Teleshova N, Matusevicius D, Kivisäkk P, Mustafa M, Pirskanen R, Link H
Department of Neurology, Neuroimmunology Unit, Karolinska Institutet, Huddinge University Hospital, S-14186 Huddinge, Sweden.
Muscle Nerve. 2000 Jun;23(6):946-53. doi: 10.1002/(sici)1097-4598(200006)23:6<946::aid-mus16>3.0.co;2-4.
To characterize the involvement of costimulatory pathways in the pathogenesis of myasthenia gravis (MG), a multiparameter flow cytometry assay was adopted to enumerate blood mononuclear cells (MNC) expressing CD28, CD80, CD86, CD40, and CD40L molecules in patients with MG and healthy subjects. Patients with MG had lower percentages of CD8(+)CD28(+) cells, augmented percentages of CD4(+)CD80(+), CD4(+)CD86(+), CD8(+)CD80(+), CD8(+)CD86(+), CD14(+)CD80(+), and CD14(+)CD86(+) cells, and similar levels of cells expressing CD40 and CD40L and of B cells expressing CD80 and CD86 compared to the controls.

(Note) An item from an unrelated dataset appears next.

PR #3979, opened 2023-03-28
Suppress taint issues

rita-sonarsource:
Part of https://github.com/SonarSource/sonarlint-visualstudio/issues/3942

Patients with early onset of MG (<40 years) had lower percentages of CD3(+)CD86(+), CD4(+)CD86(+), CD8(+)CD86(+) T cells and CD20(+)CD86(+) B cells compared to those with late onset (>40 years). There was a positive correlation between the patients' age and percentages of CD86(+) cells. The data indicate that the CD28/CD80-CD86 costimulatory pathway is involved in MG. The high percentages of CD80 and CD86 positive T cells and monocytes may reflect persistent activation of T and B cells, whereas the low CD28 expression may be the result of chronic exposure to CD80 and CD86. These molecules could be the focus for new and improved immunomodulating therapies of MG.

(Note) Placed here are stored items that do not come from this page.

PR #3981, opened 2023-03-28
Regenerate T4 template on build

### LINKED ISSUE #3335: [Infra] Auto-regenerate the list of Sonar Roslyn rules that can be suppressed on build
### Description

The list of issues C#/VB rules that can be suppress in Connected Mode is generated using a [T4 template](https://github.com/SonarSource/sonarlint-visualstudio/blob/69de0102f4155f7f45aafebbc41b0b79f2958af2/src/Roslyn.Suppressions/Roslyn.Suppressions/SupportedSuppressionBuilder.tt#L1).

At present the code is only regenerated manually i.e. we have to remember to do it each time we update the Roslyn analyzers.
We should use the T4 build integration to cause the file to be updated automatically on build.

duncanp-sonar:
Fixes #3335

### DIFF
--- a/src/Roslyn.Suppressions/Roslyn.Suppressions/SupportedSuppressionBuilder.tt
+++ b/src/Roslyn.Suppressions/Roslyn.Suppressions/SupportedSuppressionBuilder.tt
@@ -4,6 +4,8 @@
 <#@ assembly name="$(SonarCSharpDllPath)" #>
 <#@ assembly name="$(SonarVBDllPath)" #>
 <#@ assembly name="$(MSCodeAnalysisCommonDllPath)" #>
+<#@ assembly name="$(MSCodeAnalysisWorkspacesDllPath)" #>
+<#@ assembly name="$(SystemCompositionAttributedModelDllPath)" #>
 <#@ assembly name="$(NuGetPackageRoot)system.collections.immutable\1.5.0\lib\netstandard2.0\System.Collections.Immutable.dll" #>
 <#@ assembly name="netstandard" #>
 <#@ assembly name="System.Runtime" #>
@@ -64,6 +66,8 @@ namespace SonarLint.VisualStudio.Roslyn.Suppressions
                 // investigate! There may be a problem with code generator.
                 // *************************************************************************************************
 <#
+                        System.AppDomain.CurrentDomain.AssemblyResolve += CurrentDomain_AssemblyResolve;
+
                         var idList = GetFilteredDiagnosticIds();
                         WriteLine("                // Number of unique diagnostic ids (C# and VB.NET): " + idList.Count());
                         foreach(var id in idList)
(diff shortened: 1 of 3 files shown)


src/Roslyn.Suppressions/Roslyn.Suppressions/SupportedSuppressionBuilder.tt
```diff
@@ -4,7 +4,8 @@
 <#@ assembly name="$(SonarCSharpDllPath)" #>
 <#@ assembly name="$(SonarVBDllPath)" #>
 <#@ assembly name="$(MSCodeAnalysisCommonDllPath)" #>
-<#@ assembly name="$(NuGetPackageRoot)system.collections.immutable\1.5.0\lib\netstandard2.0\System.Collections.Immutable.dll" #>
+<#@ assembly name="$(MSCodeAnalysisWorkspacesDllPath)" #>
+<#@ assembly name="$(SystemCompositionAttributedModelDllPath)" #>
```
duncanp-sonar, line 8: See the note on line 100 below about why these are required when running from the command line

src/Roslyn.Suppressions/Roslyn.Suppressions/SupportedSuppressionBuilder.tt
```diff
@@ -115,24 +137,43 @@ namespace SonarLint.VisualStudio.Roslyn.Suppressions
                 .OrderBy(x => x);
         }
 
-        private IEnumerable<DiagnosticDescriptor> GetDiagnosticDescriptors(Type t)
+        private IEnumerable<string> GetIdsUsingReflection(Type t)
```
duncanp-sonar, line 140: Logically this code is the same as before; it just uses reflection instead of strong types, since at transformation the set of Roslyn assemblies being loaded is different and we get type mismatches (i.e. we have two different versions of `DiagnosticAnalyzer`, and we can't cast between them).

Risk-wise: there shouldn't really be any risk. We have unit tests that checks the generated code returns 400+ analyzer ids. If there is transformation error, the build will fail. If the transformation doesn't fail but we can't find any analyzers, the test will fail.

src/Roslyn.Suppressions/Roslyn.Suppressions/SupportedSuppressionBuilder.tt
```diff
@@ -115,24 +137,43 @@ namespace SonarLint.VisualStudio.Roslyn.Suppressions
...
-        private static readonly Type DiagnosticAnalyzerAttribute = typeof(DiagnosticAnalyzerAttribute);
+        private bool IsDiagnosticAnalyzer(Type t)
+        {
+            if (t.IsAbstract) { return false; }
+            return t.GetCustomAttributes(true).Any(x => x.GetType().Name == "DiagnosticAnalyzerAttribute");
+        }
+
+        private IEnumerable<string> GetDiagnosticIds(object analyzerInstance)
+        {
+            var propertyInfo = analyzerInstance.GetType().GetProperty("SupportedDiagnostics");
```
duncanp-sonar, line 168: Fetching the property info every time isn't efficient, but the transformation is so fast it's not worth bothering about.

Also, the transformation is only run when the input files are updated (the input files being any files that are used during the transform i.e. this .tt, and the input binaries. So the transformation will be run once when we update the analyzer version).

src/Roslyn.Suppressions/Roslyn.Suppressions/SuppressorCodeGen.targets
```diff
@@ -17,6 +18,10 @@
     <!-- Reference the Sonar analyzers we want to import, but don't include them as analyzers for this project -->
     <PackageReference Include="SonarAnalyzer.CSharp" Version="$(EmbeddedSonarAnalyzerVersion)" ExcludeAssets="all" PrivateAssets="all" GeneratePathProperty="true" />
     <PackageReference Include="SonarAnalyzer.VisualBasic" Version="$(EmbeddedSonarAnalyzerVersion)" ExcludeAssets="all" PrivateAssets="all" GeneratePathProperty="true" />
+
+    <!-- NuGet packages required during the T4 transformation -->
+    <PackageReference Include="Microsoft.CodeAnalysis.Workspaces.Common" Version="3.3.1" PrivateAssets="all" IncludeAssets="none" GeneratePathProperty="true" />
+    <PackageReference Include="System.Composition.AttributedModel" Version="1.0.31" PrivateAssets="all" IncludeAssets="none" GeneratePathProperty="true" />
```
duncanp-sonar, line 24: The packages are marked with `IncludeAssets="none"` so they won't be referenced transitively by any dependant projects.
I've checked the set of assemblies included in the VSIX has not changed.

rita-sonarsource (approved):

为了明确共刺激通路在重症肌无力(MG)发病机制中的作用,采用多参数流式细胞术检测MG患者和健康受试者血液中表达CD28、CD80、CD86、CD40和CD40L分子的单个核细胞(MNC)。MG患者CD8(+)CD28(+)细胞百分比降低,CD4(+)CD80(+)、CD4(+)CD86(+)、CD8(+)CD80(+)、CD8(+)CD86(+)、CD14(+)CD80(+)和CD14(+)CD86(+)细胞百分比升高,与对照组相比,表达CD40和CD40L的细胞以及表达CD80和CD86的B细胞水平相似。与晚发型(>40岁)MG患者相比,早发型(<40岁)MG患者的CD3(+)CD86(+)、CD4(+)CD86(+)、CD8(+)CD86(+) T细胞和CD2(+)CD86(+) B细胞百分比更低。患者年龄与CD86(+)细胞百分比呈正相关。数据表明,CD28/CD80 - CD86共刺激通路参与了MG发病。CD80和CD86阳性T细胞及单核细胞的高百分比可能反映了T和B细胞的持续激活,而CD28低表达可能是长期暴露于CD80和CD86所致。这些分子可能是MG新型和改良免疫调节治疗的重点。